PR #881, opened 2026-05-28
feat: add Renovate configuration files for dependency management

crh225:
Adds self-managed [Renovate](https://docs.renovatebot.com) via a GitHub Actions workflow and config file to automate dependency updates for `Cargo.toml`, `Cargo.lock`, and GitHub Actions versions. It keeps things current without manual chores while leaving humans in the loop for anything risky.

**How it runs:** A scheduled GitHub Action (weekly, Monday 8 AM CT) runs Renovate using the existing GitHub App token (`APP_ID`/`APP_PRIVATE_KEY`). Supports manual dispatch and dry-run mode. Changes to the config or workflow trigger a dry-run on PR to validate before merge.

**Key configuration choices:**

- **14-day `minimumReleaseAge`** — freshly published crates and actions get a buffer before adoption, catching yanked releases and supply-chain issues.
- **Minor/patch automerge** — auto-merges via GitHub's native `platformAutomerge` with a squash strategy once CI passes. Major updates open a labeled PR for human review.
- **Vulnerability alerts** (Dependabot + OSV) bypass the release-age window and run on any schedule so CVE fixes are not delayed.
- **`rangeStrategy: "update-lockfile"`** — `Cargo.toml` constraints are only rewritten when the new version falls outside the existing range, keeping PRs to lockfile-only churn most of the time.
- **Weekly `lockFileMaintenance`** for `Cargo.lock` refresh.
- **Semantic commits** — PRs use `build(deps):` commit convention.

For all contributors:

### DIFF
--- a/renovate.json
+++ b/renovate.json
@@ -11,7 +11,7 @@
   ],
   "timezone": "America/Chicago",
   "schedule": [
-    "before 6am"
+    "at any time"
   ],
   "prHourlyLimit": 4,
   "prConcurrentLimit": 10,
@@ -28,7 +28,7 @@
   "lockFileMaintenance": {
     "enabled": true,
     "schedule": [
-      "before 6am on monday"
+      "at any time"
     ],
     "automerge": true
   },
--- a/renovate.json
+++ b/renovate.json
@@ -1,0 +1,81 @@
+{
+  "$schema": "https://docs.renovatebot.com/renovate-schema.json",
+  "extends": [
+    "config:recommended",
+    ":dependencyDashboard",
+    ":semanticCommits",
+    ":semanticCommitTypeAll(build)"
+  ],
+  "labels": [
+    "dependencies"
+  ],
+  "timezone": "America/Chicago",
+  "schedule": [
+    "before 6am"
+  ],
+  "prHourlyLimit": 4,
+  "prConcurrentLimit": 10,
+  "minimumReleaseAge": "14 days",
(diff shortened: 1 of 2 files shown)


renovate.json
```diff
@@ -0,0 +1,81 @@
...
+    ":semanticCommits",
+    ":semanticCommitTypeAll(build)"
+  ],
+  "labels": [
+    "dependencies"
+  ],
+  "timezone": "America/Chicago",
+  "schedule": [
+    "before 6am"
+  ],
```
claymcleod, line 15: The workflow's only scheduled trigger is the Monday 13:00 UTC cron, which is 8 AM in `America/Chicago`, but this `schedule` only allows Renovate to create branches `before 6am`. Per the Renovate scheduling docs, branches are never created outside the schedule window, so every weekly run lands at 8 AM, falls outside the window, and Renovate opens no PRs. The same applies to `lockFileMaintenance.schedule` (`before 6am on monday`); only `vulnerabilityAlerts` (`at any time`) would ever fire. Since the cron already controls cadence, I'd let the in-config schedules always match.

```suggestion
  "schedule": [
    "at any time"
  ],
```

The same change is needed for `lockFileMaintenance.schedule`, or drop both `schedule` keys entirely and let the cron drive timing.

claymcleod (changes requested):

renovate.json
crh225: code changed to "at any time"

◆ **EXERCISE REQUIREMENTS**
For each line above that contains the word "existing", copy that line.

◆ **SOLVED EXERCISE**
**How it runs:** A scheduled GitHub Action (weekly, Monday 8 AM CT) runs Renovate using the existing GitHub App token (`APP_ID`/`APP_PRIVATE_KEY`). Supports manual dispatch and dry-run mode. Changes to the config or workflow trigger a dry-run on PR to validate before merge.
- **`rangeStrategy: "update-lockfile"`** — `Cargo.toml` constraints are only rewritten when the new version falls outside the existing range, keeping PRs to lockfile-only churn most of the time.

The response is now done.